Your assignment.
Extract, unchanged, every line from the top of the material below through the line with "### LINKED ISSUE", and no more.

Information.
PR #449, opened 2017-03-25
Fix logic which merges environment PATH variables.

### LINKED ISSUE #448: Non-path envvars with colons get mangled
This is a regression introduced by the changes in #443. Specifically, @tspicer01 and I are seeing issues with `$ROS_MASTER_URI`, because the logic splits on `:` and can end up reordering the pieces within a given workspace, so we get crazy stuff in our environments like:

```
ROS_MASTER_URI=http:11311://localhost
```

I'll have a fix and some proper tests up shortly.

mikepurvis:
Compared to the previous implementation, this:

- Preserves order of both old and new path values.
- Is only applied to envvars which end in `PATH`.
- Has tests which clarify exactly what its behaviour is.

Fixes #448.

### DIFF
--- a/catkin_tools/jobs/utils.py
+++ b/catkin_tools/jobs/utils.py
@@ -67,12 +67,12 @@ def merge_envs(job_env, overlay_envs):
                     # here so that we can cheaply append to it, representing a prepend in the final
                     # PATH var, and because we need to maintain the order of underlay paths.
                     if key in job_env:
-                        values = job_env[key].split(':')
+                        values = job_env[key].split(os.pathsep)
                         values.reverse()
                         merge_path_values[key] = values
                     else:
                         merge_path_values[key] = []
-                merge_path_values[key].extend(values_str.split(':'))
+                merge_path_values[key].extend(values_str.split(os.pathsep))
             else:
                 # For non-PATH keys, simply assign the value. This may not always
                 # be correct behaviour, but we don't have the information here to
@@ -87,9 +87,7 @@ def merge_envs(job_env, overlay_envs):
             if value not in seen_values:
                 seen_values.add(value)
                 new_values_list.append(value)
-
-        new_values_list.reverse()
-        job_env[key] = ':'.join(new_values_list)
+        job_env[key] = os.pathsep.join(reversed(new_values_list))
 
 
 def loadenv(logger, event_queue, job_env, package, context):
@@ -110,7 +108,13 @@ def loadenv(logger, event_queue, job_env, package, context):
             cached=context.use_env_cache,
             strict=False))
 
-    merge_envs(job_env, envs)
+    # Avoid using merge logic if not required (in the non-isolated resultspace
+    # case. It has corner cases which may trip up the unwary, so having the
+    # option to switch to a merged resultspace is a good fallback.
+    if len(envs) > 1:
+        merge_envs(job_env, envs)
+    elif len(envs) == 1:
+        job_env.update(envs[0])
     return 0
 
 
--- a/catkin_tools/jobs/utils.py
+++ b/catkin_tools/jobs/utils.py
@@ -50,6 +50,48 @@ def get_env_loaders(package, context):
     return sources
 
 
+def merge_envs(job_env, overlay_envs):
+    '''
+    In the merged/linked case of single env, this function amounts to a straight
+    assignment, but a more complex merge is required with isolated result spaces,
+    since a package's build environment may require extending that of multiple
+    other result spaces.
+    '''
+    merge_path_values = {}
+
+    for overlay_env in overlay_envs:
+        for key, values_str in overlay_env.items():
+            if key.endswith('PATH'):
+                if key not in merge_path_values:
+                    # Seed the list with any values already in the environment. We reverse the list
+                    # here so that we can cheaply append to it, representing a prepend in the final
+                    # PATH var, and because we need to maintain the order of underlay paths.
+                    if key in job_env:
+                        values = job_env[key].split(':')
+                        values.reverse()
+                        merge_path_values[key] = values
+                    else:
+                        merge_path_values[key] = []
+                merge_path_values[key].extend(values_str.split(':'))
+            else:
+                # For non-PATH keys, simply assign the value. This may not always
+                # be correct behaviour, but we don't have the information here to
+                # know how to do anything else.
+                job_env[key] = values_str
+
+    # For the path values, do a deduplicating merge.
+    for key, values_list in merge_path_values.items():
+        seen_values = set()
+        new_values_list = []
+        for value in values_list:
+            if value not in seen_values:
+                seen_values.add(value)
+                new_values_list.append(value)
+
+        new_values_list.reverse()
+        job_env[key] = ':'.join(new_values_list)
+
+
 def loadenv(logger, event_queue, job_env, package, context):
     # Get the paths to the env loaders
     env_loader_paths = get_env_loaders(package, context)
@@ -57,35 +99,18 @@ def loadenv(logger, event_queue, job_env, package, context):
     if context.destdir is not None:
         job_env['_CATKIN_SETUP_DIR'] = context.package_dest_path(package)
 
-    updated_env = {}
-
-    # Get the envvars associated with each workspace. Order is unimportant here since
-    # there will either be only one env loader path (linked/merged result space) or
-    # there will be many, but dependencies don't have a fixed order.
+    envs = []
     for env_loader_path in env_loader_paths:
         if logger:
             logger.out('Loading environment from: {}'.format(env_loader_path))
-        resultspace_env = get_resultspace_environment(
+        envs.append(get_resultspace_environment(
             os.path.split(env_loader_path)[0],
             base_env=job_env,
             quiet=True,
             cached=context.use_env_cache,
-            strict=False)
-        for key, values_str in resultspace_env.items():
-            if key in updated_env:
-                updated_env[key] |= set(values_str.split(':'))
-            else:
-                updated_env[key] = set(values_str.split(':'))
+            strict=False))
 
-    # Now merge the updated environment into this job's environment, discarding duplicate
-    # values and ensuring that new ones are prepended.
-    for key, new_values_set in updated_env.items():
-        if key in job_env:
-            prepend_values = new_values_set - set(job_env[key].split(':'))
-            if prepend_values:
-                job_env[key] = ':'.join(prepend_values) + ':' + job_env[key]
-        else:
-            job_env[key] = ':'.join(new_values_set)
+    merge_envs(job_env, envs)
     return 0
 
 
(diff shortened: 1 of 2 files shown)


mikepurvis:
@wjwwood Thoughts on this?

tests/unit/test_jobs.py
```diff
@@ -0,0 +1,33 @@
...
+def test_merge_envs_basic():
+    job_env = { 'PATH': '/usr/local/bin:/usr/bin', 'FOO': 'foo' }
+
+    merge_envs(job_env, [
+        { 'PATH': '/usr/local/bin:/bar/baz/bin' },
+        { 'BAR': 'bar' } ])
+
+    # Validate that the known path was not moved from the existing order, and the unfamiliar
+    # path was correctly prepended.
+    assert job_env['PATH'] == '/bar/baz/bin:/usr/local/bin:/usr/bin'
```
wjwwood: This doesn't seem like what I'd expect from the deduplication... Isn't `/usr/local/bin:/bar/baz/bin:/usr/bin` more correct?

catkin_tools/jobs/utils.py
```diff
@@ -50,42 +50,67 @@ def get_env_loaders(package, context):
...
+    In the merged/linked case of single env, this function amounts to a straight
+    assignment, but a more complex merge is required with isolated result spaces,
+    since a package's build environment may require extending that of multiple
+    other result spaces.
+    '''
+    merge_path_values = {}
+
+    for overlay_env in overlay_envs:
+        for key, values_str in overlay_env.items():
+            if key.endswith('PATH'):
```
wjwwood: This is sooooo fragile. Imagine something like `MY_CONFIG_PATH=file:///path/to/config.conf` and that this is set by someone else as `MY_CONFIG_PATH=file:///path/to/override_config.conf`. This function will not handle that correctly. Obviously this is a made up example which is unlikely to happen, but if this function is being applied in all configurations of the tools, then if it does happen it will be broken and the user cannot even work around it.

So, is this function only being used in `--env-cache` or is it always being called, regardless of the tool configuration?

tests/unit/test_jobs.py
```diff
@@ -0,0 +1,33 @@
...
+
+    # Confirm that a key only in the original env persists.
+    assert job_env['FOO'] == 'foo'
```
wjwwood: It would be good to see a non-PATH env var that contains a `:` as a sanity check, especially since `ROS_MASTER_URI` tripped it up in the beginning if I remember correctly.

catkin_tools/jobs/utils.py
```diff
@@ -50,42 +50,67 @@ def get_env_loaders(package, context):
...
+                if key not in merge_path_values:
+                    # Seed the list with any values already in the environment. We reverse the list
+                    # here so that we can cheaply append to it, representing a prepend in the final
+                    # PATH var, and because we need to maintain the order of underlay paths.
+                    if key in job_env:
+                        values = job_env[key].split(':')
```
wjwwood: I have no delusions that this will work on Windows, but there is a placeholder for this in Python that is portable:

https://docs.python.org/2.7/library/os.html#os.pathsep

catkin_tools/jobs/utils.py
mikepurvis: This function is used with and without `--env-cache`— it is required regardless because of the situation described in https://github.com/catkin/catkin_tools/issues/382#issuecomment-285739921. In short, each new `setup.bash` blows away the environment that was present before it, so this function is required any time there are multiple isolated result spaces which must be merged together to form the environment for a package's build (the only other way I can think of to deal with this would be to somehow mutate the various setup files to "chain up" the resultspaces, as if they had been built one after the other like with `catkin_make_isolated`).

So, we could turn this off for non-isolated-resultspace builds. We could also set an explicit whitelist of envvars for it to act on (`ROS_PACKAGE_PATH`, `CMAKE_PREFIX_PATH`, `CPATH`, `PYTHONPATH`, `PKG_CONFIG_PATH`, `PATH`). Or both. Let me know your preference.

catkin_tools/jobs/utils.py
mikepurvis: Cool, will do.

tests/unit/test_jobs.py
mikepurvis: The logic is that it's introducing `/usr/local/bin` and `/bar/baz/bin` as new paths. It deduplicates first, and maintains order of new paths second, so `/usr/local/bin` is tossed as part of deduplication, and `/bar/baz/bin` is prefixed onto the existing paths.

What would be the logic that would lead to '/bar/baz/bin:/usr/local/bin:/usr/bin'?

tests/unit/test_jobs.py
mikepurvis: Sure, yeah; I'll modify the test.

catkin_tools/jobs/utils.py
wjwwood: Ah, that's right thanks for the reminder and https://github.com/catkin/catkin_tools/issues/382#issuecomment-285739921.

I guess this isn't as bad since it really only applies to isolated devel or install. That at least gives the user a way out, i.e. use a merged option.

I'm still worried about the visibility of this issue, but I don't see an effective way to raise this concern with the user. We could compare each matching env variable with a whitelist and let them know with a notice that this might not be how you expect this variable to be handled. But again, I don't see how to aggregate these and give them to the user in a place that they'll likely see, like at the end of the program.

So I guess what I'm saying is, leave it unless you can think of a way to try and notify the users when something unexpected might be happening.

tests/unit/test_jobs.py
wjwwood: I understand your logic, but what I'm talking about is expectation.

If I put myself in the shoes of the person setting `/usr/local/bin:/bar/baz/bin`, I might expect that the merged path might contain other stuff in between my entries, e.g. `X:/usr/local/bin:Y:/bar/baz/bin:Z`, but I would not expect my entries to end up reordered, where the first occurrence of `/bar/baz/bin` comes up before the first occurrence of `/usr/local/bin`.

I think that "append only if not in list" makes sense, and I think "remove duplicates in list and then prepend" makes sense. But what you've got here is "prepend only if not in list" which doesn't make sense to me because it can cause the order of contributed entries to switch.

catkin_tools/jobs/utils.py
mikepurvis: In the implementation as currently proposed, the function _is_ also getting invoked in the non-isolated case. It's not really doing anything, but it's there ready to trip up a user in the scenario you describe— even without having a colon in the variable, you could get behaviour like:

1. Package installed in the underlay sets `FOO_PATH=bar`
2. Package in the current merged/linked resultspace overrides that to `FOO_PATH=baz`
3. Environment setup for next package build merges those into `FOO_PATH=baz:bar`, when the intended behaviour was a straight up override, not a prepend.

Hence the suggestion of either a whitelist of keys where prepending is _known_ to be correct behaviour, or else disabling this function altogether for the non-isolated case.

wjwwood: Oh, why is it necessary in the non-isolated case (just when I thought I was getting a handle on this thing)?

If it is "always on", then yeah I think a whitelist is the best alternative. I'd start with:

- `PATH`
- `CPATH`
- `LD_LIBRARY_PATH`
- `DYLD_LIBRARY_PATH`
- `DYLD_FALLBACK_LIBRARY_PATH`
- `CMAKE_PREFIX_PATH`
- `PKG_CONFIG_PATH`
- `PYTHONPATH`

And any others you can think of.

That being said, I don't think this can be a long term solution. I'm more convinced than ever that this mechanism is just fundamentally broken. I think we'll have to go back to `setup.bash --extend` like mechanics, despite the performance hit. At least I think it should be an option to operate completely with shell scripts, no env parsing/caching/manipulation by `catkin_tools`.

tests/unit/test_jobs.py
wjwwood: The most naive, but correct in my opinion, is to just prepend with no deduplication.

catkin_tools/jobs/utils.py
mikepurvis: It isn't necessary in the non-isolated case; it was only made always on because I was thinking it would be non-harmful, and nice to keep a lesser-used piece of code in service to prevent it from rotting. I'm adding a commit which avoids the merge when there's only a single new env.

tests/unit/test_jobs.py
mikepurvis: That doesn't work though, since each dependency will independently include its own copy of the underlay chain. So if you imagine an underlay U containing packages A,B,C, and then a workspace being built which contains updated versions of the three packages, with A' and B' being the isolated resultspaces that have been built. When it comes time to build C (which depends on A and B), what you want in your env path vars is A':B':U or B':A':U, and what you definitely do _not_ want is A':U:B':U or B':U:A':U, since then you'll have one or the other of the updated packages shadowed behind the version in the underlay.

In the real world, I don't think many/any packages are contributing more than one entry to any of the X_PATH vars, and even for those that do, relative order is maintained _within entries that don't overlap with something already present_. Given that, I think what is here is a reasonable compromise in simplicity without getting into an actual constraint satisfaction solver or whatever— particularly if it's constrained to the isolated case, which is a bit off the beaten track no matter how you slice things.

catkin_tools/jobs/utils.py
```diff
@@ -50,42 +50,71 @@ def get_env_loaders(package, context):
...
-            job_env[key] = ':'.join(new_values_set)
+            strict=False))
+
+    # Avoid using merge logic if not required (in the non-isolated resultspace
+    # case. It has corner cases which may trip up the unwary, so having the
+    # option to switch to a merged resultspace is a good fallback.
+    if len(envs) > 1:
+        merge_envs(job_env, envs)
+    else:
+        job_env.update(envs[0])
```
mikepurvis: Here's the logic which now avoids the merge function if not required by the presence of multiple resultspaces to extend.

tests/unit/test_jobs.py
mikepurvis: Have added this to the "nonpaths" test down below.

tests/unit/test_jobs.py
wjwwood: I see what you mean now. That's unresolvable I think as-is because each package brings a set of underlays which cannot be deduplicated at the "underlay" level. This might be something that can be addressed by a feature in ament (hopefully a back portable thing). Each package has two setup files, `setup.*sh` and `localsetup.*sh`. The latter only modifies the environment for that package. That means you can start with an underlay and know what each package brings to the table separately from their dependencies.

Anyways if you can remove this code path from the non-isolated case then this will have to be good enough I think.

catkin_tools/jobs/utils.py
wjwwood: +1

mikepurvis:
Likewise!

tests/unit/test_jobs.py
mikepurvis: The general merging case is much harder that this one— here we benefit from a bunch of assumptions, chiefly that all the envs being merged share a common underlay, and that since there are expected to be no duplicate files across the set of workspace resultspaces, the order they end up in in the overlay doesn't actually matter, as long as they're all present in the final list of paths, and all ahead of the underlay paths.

Answer area.
PR #449, opened 2017-03-25
Fix logic which merges environment PATH variables.

### LINKED ISSUE #448: Non-path envvars with colons get mangled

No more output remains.